PR #560, opened 2023-12-01
⚠️ Upgrade Deppy

m1kola:
# Description

New version contains breaking changes: Deppy no longer has variable source API. Instead it accepts a slice of variables as input.

## Reviewer Checklist

- [ ] API Go Documentation


everettraven (approved):
Overall looks good to me. One nit about potentially confusing naming of a field but I don't think that should block this PR

internal/controllers/operator_controller.go
```diff
@@ -44,11 +45,18 @@ import (
...
+type BundleProvider interface {
+	Bundles(ctx context.Context) ([]*catalogmetadata.Bundle, error)
+}
+
 // OperatorReconciler reconciles a Operator object
 type OperatorReconciler struct {
 	client.Client
-	Scheme   *runtime.Scheme
-	Resolver *solver.DeppySolver
+	CatalogClient BundleProvider
```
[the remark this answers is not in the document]
m1kola: I renamed the field to be `BundleProvider` to match `BundleProvider` interface. But I kept catalog client names in the client itself (at least for now). The client already fetches all the data from catalogs - It is just that we only provide a method to get bundles. This might change at some point.

internal/controllers/operator_controller.go
```diff
@@ -124,8 +132,19 @@ func (r *OperatorReconciler) reconcile(ctx context.Context, op *operatorsv1alpha
 		setResolvedStatusConditionUnknown(&op.Status.Conditions, "validation has not been attempted as spec is invalid", op.GetGeneration())
 		return ctrl.Result{}, nil
 	}
+
+	// gather variables for resolution
+	variables, err := r.variables(ctx)
```
tmshort, line 137: Ugh... multiple things named `variables`.

tmshort (changes requested):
________________
* Your task *
All lines of the records above with the word "variables" in them are to be copied.

* Result of this exercise *
New version contains breaking changes: Deppy no longer has variable source API. Instead it accepts a slice of variables as input.
+	// gather variables for resolution
+	variables, err := r.variables(ctx)
tmshort, line 137: Ugh... multiple things named `variables`.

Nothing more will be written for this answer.